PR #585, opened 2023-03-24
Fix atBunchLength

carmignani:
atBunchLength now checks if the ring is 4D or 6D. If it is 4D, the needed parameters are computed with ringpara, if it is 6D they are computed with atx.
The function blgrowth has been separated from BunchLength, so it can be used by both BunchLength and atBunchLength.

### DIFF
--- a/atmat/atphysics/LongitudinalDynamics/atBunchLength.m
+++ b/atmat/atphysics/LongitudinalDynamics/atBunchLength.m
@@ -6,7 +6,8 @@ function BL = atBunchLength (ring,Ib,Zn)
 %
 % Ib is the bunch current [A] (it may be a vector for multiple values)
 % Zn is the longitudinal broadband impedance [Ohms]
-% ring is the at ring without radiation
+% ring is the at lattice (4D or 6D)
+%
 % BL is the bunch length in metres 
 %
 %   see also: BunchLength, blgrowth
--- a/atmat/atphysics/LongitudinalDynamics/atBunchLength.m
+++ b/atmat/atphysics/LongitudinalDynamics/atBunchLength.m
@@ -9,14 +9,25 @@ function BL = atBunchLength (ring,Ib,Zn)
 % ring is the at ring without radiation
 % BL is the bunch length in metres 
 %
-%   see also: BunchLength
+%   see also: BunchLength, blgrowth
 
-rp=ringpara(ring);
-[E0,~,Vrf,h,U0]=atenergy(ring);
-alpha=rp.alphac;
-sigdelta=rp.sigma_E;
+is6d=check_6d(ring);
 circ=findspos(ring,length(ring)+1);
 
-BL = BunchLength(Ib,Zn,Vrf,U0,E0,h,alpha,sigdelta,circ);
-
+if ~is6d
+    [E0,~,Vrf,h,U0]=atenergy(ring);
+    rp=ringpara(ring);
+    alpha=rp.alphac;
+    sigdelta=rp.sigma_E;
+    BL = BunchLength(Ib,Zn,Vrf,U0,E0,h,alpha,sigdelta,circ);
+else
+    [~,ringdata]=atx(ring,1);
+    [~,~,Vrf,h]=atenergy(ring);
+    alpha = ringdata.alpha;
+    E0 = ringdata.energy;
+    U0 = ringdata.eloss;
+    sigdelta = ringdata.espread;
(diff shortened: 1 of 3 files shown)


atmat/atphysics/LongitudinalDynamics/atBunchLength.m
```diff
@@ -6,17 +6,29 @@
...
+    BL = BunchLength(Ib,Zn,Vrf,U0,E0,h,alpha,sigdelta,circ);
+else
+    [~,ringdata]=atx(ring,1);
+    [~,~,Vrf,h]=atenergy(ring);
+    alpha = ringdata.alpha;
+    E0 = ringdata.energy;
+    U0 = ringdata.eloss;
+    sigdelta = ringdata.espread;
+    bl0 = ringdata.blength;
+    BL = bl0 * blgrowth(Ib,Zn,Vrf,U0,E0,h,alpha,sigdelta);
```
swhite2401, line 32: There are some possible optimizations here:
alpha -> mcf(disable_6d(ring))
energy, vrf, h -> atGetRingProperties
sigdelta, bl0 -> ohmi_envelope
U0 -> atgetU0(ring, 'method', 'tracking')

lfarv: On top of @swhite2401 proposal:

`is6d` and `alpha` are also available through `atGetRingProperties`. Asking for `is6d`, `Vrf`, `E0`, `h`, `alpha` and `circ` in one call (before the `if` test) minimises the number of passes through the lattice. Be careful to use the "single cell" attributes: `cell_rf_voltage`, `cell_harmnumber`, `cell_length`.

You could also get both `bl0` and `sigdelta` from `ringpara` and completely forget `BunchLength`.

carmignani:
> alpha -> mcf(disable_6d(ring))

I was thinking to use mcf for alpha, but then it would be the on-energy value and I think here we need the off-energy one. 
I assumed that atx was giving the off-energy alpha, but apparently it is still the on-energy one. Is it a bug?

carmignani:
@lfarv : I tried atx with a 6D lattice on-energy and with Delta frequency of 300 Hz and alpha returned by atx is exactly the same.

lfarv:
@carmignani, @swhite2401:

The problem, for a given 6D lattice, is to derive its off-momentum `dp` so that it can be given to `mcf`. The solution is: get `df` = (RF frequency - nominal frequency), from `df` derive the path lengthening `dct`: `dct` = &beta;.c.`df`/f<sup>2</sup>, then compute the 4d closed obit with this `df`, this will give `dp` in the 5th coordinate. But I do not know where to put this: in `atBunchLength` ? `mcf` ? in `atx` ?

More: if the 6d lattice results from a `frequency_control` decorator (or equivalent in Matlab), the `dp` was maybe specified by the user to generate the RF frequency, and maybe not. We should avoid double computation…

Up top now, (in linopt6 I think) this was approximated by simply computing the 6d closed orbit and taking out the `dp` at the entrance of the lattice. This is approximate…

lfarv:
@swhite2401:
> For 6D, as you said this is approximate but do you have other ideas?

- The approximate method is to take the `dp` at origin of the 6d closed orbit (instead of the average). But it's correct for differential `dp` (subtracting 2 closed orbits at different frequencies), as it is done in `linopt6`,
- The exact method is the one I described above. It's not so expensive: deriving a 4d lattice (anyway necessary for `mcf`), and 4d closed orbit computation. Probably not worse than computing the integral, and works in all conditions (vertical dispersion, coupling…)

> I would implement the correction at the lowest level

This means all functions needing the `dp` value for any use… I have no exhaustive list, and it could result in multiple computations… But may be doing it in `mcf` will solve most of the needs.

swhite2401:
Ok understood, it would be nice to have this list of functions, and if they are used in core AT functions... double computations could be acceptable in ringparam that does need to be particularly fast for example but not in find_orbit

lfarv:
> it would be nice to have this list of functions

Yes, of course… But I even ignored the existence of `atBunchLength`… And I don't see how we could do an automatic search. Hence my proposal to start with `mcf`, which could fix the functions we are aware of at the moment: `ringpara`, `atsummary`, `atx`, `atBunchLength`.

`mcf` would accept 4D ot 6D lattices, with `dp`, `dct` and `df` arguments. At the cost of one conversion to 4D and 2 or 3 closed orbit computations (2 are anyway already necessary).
====
■ **TO DO**:
Please transcribe the records above in full, keeping every word.

■ **RESPONSE TO THE EXERCISE**:
PR #585, opened 2023-03-24
Fix atBunchLength

carmignani:
atBunchLength now checks if the ring is 4D or 6D. If it is 4D, the needed parameters are computed with ringpara, if it is 6D they are computed with atx.
The function blgrowth has been separated from BunchLength, so it can be used by both BunchLength and atBunchLength.

### DIFF
--- a/atmat/atphysics/LongitudinalDynamics/atBunchLength.m
+++ b/atmat/atphysics/LongitudinalDynamics/atBunchLength.m
@@ -6,7 +6,8 @@ function BL = atBunchLength (ring,Ib,Zn)
 %
 % Ib is the bunch current [A] (it may be a vector for multiple values)
 % Zn is the longitudinal broadband impedance [Ohms]
-% ring is the at ring without radiation
+% ring is the at lattice (4D or 6D)
+%
 % BL is the bunch length in metres 
 %
 %   see also: BunchLength, blgrowth
--- a/atmat/atphysics/LongitudinalDynamics/atBunchLength.m
+++ b/atmat/atphysics/LongitudinalDynamics/atBunchLength.m
@@ -9,14 +9,25 @@ function BL = atBunchLength (ring,Ib,Zn)
 % ring is the at ring without radiation
 % BL is the bunch length in metres 
 %
-%   see also: BunchLength
+%   see also: BunchLength, blgrowth
 
-rp=ringpara(ring);
-[E0,~,Vrf,h,U0]=atenergy(ring);
-alpha=rp.alphac;
-sigdelta=rp.sigma_E;
+is6d=check_6d(ring);
 circ=findspos(ring,length(ring)+1);
 
-BL = BunchLength(Ib,Zn,Vrf,U0,E0,h,alpha,sigdelta,circ);
-
+if ~is6d
+    [E0,~,Vrf,h,U0]=atenergy(ring);
+    rp=ringpara(ring);
+    alpha=rp.alphac;
+    sigdelta=rp.sigma_E;
+    BL = BunchLength(Ib,Zn,Vrf,U0,E0,h,alpha,sigdelta,circ);
+else
+    [~,ringdata]=atx(ring,1);
+    [~,~,Vrf,h]=atenergy(ring);
+    alpha = ringdata.alpha;
+    E0 = ringdata.energy;
+    U0 = ringdata.eloss;
+    sigdelta = ringdata.espread;
(diff shortened: 1 of 3 files shown)


atmat/atphysics/LongitudinalDynamics/atBunchLength.m
```diff
@@ -6,17 +6,29 @@
...
+    BL = BunchLength(Ib,Zn,Vrf,U0,E0,h,alpha,sigdelta,circ);
+else
+    [~,ringdata]=atx(ring,1);
+    [~,~,Vrf,h]=atenergy(ring);
+    alpha = ringdata.alpha;
+    E0 = ringdata.energy;
+    U0 = ringdata.eloss;
+    sigdelta = ringdata.espread;
+    bl0 = ringdata.blength;
+    BL = bl0 * blgrowth(Ib,Zn,Vrf,U0,E0,h,alpha,sigdelta);
```
swhite2401, line 32: There are some possible optimizations here:
alpha -> mcf(disable_6d(ring))
energy, vrf, h -> atGetRingProperties
sigdelta, bl0 -> ohmi_envelope
U0 -> atgetU0(ring, 'method', 'tracking')

lfarv: On top of @swhite2401 proposal:

`is6d` and `alpha` are also available through `atGetRingProperties`. Asking for `is6d`, `Vrf`, `E0`, `h`, `alpha` and `circ` in one call (before the `if` test) minimises the number of passes through the lattice. Be careful to use the "single cell" attributes: `cell_rf_voltage`, `cell_harmnumber`, `cell_length`.

You could also get both `bl0` and `sigdelta` from `ringpara` and completely forget `BunchLength`.

carmignani:
> alpha -> mcf(disable_6d(ring))

I was thinking to use mcf for alpha, but then it would be the on-energy value and I think here we need the off-energy one. 
I assumed that atx was giving the off-energy alpha, but apparently it is still the on-energy one. Is it a bug?

carmignani:
@lfarv : I tried atx with a 6D lattice on-energy and with Delta frequency of 300 Hz and alpha returned by atx is exactly the same.

lfarv:
@carmignani, @swhite2401:

The problem, for a given 6D lattice, is to derive its off-momentum `dp` so that it can be given to `mcf`. The solution is: get `df` = (RF frequency - nominal frequency), from `df` derive the path lengthening `dct`: `dct` = &beta;.c.`df`/f<sup>2</sup>, then compute the 4d closed obit with this `df`, this will give `dp` in the 5th coordinate. But I do not know where to put this: in `atBunchLength` ? `mcf` ? in `atx` ?

More: if the 6d lattice results from a `frequency_control` decorator (or equivalent in Matlab), the `dp` was maybe specified by the user to generate the RF frequency, and maybe not. We should avoid double computation…

Up top now, (in linopt6 I think) this was approximated by simply computing the 6d closed orbit and taking out the `dp` at the entrance of the lattice. This is approximate…

lfarv:
@swhite2401:
> For 6D, as you said this is approximate but do you have other ideas?

- The approximate method is to take the `dp` at origin of the 6d closed orbit (instead of the average). But it's correct for differential `dp` (subtracting 2 closed orbits at different frequencies), as it is done in `linopt6`,
- The exact method is the one I described above. It's not so expensive: deriving a 4d lattice (anyway necessary for `mcf`), and 4d closed orbit computation. Probably not worse than computing the integral, and works in all conditions (vertical dispersion, coupling…)

> I would implement the correction at the lowest level

This means all functions needing the `dp` value for any use… I have no exhaustive list, and it could result in multiple computations… But may be doing it in `mcf` will solve most of the needs.

swhite2401:
Ok understood, it would be nice to have this list of functions, and if they are used in core AT functions... double computations could be acceptable in ringparam that does need to be particularly fast for example but not in find_orbit

lfarv:
> it would be nice to have this list of functions

Yes, of course… But I even ignored the existence of `atBunchLength`… And I don't see how we could do an automatic search. Hence my proposal to start with `mcf`, which could fix the functions we are aware of at the moment: `ringpara`, `atsummary`, `atx`, `atBunchLength`.

`mcf` would accept 4D ot 6D lattices, with `dp`, `dct` and `df` arguments. At the cost of one conversion to 4D and 2 or 3 closed orbit computations (2 are anyway already necessary).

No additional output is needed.